→ Source data:
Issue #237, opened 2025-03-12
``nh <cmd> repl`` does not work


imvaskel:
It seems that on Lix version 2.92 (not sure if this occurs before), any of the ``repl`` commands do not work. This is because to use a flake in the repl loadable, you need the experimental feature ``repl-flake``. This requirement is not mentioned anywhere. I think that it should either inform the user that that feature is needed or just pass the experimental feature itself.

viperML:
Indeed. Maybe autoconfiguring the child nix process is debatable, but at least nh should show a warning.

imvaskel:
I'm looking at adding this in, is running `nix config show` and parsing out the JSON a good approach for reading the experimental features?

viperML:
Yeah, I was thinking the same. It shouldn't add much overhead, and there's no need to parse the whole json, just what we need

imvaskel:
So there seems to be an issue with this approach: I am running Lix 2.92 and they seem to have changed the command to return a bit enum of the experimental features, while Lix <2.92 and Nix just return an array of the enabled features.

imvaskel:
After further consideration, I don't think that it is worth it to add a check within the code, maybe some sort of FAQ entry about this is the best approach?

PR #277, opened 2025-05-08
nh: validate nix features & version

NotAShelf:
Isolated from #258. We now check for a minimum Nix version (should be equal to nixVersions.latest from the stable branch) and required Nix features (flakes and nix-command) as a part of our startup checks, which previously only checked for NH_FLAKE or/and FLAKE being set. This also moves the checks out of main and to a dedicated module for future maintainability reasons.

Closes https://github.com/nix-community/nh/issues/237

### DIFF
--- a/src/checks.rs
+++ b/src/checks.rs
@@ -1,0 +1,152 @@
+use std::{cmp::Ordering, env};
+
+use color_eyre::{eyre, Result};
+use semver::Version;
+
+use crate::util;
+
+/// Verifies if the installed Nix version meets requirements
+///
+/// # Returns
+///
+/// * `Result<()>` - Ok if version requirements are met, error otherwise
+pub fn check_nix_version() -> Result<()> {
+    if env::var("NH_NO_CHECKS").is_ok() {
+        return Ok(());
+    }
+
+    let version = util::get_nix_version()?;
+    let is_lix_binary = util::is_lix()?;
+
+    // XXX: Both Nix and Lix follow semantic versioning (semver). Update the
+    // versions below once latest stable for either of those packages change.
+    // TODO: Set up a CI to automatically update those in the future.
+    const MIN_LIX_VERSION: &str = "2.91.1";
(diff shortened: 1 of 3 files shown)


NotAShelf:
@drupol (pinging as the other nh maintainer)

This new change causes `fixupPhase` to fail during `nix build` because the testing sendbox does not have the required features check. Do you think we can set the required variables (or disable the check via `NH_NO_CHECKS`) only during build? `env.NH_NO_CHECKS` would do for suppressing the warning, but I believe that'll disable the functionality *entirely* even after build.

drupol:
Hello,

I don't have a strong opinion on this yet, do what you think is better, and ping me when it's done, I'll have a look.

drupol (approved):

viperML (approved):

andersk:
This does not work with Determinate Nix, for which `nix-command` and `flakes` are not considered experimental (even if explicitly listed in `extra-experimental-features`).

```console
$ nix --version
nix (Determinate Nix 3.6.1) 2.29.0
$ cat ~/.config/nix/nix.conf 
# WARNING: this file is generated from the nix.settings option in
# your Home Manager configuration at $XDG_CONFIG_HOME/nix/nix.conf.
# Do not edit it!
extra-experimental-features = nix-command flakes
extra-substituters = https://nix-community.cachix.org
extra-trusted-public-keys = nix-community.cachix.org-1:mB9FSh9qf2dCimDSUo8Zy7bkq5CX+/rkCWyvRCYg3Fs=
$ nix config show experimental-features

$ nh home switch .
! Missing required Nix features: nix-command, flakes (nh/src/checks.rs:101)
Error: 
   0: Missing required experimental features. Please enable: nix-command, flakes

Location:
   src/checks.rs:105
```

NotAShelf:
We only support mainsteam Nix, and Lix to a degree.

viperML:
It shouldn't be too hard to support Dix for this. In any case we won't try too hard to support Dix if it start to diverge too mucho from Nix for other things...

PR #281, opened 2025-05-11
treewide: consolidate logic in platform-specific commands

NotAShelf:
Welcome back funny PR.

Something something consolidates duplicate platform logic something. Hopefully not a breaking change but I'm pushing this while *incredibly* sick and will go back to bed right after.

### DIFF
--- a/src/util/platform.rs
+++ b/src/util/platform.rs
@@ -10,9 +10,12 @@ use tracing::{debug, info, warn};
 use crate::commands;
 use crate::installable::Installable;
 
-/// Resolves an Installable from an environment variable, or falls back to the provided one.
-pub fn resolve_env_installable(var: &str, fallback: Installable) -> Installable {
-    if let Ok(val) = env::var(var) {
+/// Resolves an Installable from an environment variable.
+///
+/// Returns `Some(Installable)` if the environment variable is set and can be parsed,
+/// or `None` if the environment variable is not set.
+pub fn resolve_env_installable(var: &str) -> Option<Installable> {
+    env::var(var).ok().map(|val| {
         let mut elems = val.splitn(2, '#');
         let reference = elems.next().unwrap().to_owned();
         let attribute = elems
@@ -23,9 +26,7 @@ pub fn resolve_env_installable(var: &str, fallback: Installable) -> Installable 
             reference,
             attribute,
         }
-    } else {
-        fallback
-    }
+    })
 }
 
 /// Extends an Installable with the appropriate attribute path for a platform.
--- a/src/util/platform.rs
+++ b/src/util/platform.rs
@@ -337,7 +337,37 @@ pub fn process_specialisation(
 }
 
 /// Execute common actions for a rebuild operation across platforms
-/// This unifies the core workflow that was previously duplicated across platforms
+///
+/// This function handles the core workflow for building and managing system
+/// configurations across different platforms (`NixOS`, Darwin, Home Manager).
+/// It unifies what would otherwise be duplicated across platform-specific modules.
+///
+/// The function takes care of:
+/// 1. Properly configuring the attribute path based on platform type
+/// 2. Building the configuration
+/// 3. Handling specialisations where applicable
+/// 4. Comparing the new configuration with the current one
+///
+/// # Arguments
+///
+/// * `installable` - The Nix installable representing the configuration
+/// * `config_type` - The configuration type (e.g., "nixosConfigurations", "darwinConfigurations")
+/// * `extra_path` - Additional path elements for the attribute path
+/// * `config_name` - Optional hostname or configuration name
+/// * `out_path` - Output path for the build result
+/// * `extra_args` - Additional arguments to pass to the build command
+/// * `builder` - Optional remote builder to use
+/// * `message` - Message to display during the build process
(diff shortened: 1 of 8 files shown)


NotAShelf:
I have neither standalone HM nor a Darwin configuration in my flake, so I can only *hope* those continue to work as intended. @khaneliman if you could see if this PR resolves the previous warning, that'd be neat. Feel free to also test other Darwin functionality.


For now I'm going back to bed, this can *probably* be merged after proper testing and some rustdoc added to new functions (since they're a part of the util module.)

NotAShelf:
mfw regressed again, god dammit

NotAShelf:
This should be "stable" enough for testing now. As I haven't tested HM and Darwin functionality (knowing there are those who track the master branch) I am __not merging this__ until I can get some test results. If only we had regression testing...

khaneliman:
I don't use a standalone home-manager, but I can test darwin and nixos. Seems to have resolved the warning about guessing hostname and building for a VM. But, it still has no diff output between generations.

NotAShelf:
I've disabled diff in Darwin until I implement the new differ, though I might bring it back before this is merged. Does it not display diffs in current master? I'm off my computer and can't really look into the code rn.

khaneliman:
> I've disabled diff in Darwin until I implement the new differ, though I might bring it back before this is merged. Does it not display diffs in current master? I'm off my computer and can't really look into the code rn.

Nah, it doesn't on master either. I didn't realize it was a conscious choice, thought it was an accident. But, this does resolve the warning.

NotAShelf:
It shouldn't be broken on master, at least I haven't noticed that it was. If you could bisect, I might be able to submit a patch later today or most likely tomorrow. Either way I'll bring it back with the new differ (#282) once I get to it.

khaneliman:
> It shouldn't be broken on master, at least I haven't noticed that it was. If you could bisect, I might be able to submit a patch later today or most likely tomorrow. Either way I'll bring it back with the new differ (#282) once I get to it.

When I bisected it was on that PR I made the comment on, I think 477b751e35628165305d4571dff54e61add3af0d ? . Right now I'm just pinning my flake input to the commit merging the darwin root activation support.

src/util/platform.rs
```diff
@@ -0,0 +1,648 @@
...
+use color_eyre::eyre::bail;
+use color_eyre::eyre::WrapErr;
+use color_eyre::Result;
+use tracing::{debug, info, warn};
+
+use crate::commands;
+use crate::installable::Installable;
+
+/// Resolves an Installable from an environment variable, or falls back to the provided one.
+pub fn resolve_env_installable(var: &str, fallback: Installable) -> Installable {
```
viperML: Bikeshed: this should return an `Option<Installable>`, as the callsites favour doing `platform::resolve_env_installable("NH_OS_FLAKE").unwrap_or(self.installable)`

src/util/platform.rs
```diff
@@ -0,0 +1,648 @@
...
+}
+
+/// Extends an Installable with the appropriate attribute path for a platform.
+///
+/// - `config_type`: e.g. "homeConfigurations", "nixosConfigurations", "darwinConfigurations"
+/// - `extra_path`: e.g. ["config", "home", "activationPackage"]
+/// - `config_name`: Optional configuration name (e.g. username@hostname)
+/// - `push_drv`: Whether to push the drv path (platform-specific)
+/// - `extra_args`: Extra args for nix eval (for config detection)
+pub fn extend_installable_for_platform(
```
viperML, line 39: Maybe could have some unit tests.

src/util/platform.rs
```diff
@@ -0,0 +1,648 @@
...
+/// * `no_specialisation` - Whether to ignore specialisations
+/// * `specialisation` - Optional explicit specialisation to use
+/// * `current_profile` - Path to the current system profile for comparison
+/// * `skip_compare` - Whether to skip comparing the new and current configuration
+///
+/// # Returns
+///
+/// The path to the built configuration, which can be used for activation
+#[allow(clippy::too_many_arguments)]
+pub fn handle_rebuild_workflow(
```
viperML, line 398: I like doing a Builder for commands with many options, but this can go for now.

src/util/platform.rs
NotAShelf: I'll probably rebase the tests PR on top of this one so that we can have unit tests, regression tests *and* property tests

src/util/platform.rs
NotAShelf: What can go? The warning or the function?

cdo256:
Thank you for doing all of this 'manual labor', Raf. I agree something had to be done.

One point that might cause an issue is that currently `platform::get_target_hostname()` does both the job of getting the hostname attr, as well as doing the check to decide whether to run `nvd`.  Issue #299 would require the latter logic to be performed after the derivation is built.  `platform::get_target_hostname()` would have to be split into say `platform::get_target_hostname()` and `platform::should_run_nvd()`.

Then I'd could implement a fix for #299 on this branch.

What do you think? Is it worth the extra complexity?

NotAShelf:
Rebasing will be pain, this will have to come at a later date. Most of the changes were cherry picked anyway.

→ Assignment: The answer must be the number of lines in the records where the string "also" is found, stated alone.

→ Answer area: 2